Requirement: Go through the listing beneath and show each line containing the string "DogSettings".

Source data:
• • • • •
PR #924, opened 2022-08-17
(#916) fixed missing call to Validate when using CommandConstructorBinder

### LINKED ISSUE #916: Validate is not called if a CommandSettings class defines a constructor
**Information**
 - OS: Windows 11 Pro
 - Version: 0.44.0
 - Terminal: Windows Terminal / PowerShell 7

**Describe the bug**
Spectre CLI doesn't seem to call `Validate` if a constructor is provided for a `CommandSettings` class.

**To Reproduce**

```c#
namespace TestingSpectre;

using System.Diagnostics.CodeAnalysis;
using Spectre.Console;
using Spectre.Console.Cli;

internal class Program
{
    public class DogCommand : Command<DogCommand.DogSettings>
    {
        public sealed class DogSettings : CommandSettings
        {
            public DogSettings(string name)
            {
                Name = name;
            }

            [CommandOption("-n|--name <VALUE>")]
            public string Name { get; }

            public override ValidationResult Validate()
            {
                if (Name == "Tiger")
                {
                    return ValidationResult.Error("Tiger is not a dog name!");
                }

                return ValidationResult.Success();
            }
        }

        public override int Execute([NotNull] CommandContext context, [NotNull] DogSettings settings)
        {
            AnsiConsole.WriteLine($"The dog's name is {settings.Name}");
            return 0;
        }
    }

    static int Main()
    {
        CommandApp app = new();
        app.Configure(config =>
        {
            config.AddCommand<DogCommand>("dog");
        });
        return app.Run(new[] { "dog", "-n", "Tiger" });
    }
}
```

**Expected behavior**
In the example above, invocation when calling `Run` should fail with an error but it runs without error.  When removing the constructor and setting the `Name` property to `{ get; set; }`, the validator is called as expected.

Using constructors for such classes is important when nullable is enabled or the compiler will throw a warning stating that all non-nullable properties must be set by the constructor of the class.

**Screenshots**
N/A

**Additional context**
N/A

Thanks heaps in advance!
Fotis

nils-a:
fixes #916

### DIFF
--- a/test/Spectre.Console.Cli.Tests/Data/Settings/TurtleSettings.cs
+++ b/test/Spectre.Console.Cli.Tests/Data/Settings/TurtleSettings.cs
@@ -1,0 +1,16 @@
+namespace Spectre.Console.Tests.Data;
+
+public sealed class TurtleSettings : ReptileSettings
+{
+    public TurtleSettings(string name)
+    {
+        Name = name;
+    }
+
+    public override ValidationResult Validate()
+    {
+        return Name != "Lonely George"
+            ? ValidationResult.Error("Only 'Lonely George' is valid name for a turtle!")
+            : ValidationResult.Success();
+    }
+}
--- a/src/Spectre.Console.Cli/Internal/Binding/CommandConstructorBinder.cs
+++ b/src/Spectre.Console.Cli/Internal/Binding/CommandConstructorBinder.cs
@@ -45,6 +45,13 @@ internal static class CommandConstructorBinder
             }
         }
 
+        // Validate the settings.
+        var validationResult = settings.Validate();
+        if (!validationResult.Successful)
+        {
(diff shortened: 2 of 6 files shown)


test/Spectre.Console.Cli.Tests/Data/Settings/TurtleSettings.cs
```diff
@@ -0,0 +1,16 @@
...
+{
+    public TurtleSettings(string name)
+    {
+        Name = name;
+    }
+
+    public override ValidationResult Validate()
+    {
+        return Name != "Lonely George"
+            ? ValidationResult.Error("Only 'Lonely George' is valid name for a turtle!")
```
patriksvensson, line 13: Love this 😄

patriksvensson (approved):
• • • • •
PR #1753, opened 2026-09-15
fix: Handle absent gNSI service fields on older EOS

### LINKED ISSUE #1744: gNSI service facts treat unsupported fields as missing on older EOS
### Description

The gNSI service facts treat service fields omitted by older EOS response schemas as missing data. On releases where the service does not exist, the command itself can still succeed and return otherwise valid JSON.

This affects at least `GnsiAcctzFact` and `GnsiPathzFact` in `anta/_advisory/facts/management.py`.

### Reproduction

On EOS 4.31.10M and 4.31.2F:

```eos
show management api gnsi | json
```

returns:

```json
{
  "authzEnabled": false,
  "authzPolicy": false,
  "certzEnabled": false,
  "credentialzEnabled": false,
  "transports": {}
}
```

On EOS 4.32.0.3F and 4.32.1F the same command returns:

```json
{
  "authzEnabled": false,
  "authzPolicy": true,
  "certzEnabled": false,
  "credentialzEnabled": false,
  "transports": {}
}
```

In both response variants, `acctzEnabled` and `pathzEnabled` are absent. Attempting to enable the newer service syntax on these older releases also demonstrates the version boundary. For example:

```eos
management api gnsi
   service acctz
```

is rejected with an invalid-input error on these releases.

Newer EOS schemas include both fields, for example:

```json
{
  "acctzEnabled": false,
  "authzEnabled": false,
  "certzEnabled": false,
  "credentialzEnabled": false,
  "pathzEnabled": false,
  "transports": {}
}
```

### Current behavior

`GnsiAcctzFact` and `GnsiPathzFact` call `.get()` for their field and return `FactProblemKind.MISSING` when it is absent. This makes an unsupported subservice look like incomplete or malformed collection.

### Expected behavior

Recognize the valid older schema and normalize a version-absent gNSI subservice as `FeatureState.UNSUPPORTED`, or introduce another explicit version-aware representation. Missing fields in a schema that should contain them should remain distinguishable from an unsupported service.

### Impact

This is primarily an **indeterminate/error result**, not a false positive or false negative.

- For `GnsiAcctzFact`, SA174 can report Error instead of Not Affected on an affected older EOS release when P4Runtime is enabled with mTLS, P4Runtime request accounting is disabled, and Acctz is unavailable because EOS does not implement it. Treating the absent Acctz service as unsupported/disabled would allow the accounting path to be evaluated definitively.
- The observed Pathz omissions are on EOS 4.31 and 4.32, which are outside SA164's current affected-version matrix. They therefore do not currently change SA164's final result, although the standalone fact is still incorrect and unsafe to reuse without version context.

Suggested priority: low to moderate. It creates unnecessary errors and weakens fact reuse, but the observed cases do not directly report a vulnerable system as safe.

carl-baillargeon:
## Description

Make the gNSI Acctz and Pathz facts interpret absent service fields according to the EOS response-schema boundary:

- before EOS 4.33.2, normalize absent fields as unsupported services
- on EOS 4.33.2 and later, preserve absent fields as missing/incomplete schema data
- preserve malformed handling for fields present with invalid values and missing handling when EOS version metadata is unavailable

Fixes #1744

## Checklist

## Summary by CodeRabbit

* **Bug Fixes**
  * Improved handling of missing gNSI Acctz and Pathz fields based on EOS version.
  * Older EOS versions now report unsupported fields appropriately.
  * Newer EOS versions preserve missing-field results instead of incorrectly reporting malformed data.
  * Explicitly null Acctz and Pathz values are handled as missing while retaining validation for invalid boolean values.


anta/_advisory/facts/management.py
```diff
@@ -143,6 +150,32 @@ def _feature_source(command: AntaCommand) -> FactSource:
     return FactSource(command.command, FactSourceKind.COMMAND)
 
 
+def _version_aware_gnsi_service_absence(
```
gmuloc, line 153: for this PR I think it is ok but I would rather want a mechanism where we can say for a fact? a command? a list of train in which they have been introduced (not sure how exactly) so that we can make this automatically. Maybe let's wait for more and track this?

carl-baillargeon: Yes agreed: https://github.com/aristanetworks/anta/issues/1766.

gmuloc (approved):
• • • • •
Your solution:
    public class DogCommand : Command<DogCommand.DogSettings>
        public sealed class DogSettings : CommandSettings
            public DogSettings(string name)
        public override int Execute([NotNull] CommandContext context, [NotNull] DogSettings settings)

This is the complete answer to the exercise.